Regulatory Concerns for CFOs in 2013

Image via Flickr by Nancy Pelosi

Ever-changing regulatory requirements continues to be one of the top three stressors for CFOs across the nation. Whether they work for major corporations or small businesses, regulatory policy, fiscal concerns, health care, and tax policies continue to be the leading concerns for CFOs.

Pending reforms leave details in a flux, heightening CFO anxiety. In the regulatory arena, 62% of CFOs cite healthcare reform as their top concern. With so many unknown variables attached to the broad nature of the Affordable Care Act, CFOs are still worried about the impact reform will have on their business as regulations continue to unfold and be implemented.
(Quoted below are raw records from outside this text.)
PR #16, opened 2018-08-12
pycdf: handle reading empty NRV variables

jtniehof:
We had some issues with accidentally reading NRV variables that had never been written to; basically this returned default CDF pad data (not desired). I got this to work more like RV variables with the exception of scalars, which I don't even know what should be the right behavior. I'm going to open an issue for that; in the meantime, this should be a substantial improvement.


drsteve:
Closing. Will reopen immediately to trigger CI. Assuming it passes then I'll merge.

Issue #7, opened 2018-07-21
CI needed, python 2 and python 3


balarsen:
We should get CI setup, all the cool kids are doing it. 

What versions?
I use a bit of python2.7 and a lot of 3.6 (3.7 is also just out).

Are we still supporting 2.6 I forget?

drsteve:
I've got Travis hooked in to a couple of my other repos - shouldn't be too hard to get it going for SpacePy. I'd say we should do 2.7, 3.5 and 3.6 at a minimum. I also don't think we need to keep supporting 2.6 since end-of-life for Python 2 is planned. Actually, I'm not sure that we still really do support 2.6, but if we do I'm happy to drop it. I guess we should document that.

hugovk:
No need for Python 2.6, and some projects are planning or already dropping Python 2.7.

Here's the pip installs for SpacePy from PyPI for June 2018, showing no Python 2.6:

| python_version | percent | download_count |
| -------------- | ------: | -------------: |
| 3.6            |  44.44% |             24 |
| 2.7            |  40.74% |             22 |
| 3.5            |  12.96% |              7 |
| 3.7            |   1.85% |              1 |
| Total          |         |             54 |

Source: `pypinfo --start-date 2018-06-01 --end-date 2018-06-30 --percent --markdown SpacePy pyversion`

balarsen:
For the CI we will want to install packages in a couple of ways to assess into the future the compatible versions. Will mean a kinda involved CI but its all in the background. Relates to #8.

For example:
numpy==1.7.0. #  make sure a version still works but also...
numpy>=1.7.0  #  to make sure it works on the most recent also

drsteve:
Thanks. I know there's another ticket to cover documenting required versions, etc.

It's interesting to see the PyPI install stats. Certainly we still have some users who probably aren't installing from PyPI and @balarsen and I can probably check with known users to see whether 2.6 is still required by them.

I've assigned myself to this and I'll try to find time to set up Travis on my fork in the near future.

drsteve:
Current pull request from my fork includes an initial Travis CI setup (3.5 and 3.6 only) and I've turned on the Travis GitHub app. Not closing this issue just yet as I was having some trouble with the Python 2.7 build... not test failures - it was freezing on trying to compile sources. The CI could/should also be expanded to test different versions of dependencies as @balarsen noted above.

[...]

PR #19, opened 2018-08-16
Add continuous integration using TravisCI

drsteve:
This PR:
- adds .travis.yml to set up the Travis CI runs. It uses Python 3.5 and 3.6.
- updates the default leapsecond data so that some tests now pass without needing to pull updated leapsecond data using `spacepy.toolbox.update` (tests would pass for local installs with an up-to-date set of leapseconds in the `.spacepy` folder, but not on a clean container)
- `test_time` was updated so that the regression test for `randomDate` passes on Python 2.x and 3.x, which appear to round the microseconds differently (issue is upstream of us, probably in the rounding used by `date2num`)
- resolves issue #7 with the currently listed caveat that the 2.7 build seemed to stall on Travis, so CI only covers 3.5 and 3.6. 

TravisCI results for this branch can be found at [https://travis-ci.com/drsteve/spacepy/builds/81975789](https://travis-ci.com/drsteve/spacepy/builds/81975789)

### DIFF
--- a/.travis.yml
+++ b/.travis.yml
@@ -18,5 +18,5 @@ install:
  - wget https://spdf.sci.gsfc.nasa.gov/pub/software/cdf/dist/cdf37_0/linux/cdf37_0-dist-cdf.tar.gz; tar xzvf cdf37_0-dist-cdf.tar.gz; cd cdf37_0-dist; make OS=linux ENV=gnu all; make install; cd ..
 
 script:
- - sudo python setup.py install
+ - python setup.py install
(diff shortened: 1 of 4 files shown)


drsteve:
I just closed my previous, somewhat messy, PR.
This one separates out the continuous integration commits: I checked out upstream/master, created a new branch from that, cherry-picked the CI-related commits, then pushed the branch to my github fork. So it should be a clean set of commits that implement the CI and update tests where required, and nothing else.

PR #21, opened 2018-09-07
test_lib: direct tests of libspacepy C functions

jtniehof:
One of the big issues I'm having in the Windows port is memory access violations when loading libspacepy or irbem. We don't have any tests that just hit libspacepy; most of them pull in the full Python machinery, so keeping libspacepy stuff separate from irbem is a bit unpleasant. This PR gives a few tests that just push on the C library.


balarsen:
Good idea to expand out a bit into this realm. When we get to LANLGeoMag backend we will want to think on some of this.

PR #39, opened 2018-09-27
docs: Replace pngmath with imgmath (closes #35)

### LINKED ISSUE #35: Sphinx >=1.8.0 incompatible with spacepy docs build
The new sphinx build deprecates and removes sphinx.ext.pngmath extension so the docs won't build. We will need to play with what versions work and backwards compatibility etc. One solution would be setting a max version on sphinx at 1.7.9 for the time being. 

http://www.sphinx-doc.org/en/master/contents.html#

jtniehof:
Duelling PR here, but I see no reason to pick up a version dependency when we can work around it.

### DIFF
--- a/Doc/source/conf.py
+++ b/Doc/source/conf.py
@@ -26,11 +26,16 @@ sys.path.insert(0, os.path.abspath(os.path.join('..', '..')))
 # If your documentation needs a minimal Sphinx version, state it here.
 #needs_sphinx = '1.0'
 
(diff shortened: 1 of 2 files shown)


jtniehof:
I reject your pull request and substitute my own! :)

jtniehof:
It does get included in the docs. That section renders like garbage, but I updated using the style that was in place before. Fixing that should be a different issue.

Still other concerns are related to more fiscal matters, including the potential conversion to the International Financial Reporting Standards. The impact would be most significant for CFOs and their finance teams, yet the adaptation of IFRS continues to grow.

Now that we’re halfway through the year, regulatory issues that CFOs should continue watching throughout 2013 include:

  1. The Dodd-Frank Act. Even though this act was passed several years ago, like the Affordable Care Act, the impact on businesses takes a while as regulatory agencies must write and implement the rules. Many of these rules concerning corporate governance and executive compensation are just now being implemented in the business world. CFOs must continue to consider the compensation for senior executives and how that information will be shared with the public and investors. Heightened scrutiny and increased transparency are regulatory issues that CFOs should prepare for.
  2. Accounting Rules. CFOs and finance departments should take note that the FASB and IASB are diligently working to converge significant accounting standards. Revenue recognition and lease accounting are two major rules that are expected to be scheduled and implemented throughout the rest of the year. Higher standards could potentially accompany accelerated loan loss provisioning and other financial instruments as well.

As regulatory issues and laws continue to take shape in 2013, CFOs must remember that they guide the tone in which businesses react and interact with regulators. The finance department lead by the chief financial officer should work with the legal and actual operating business team to implement regulatory changes.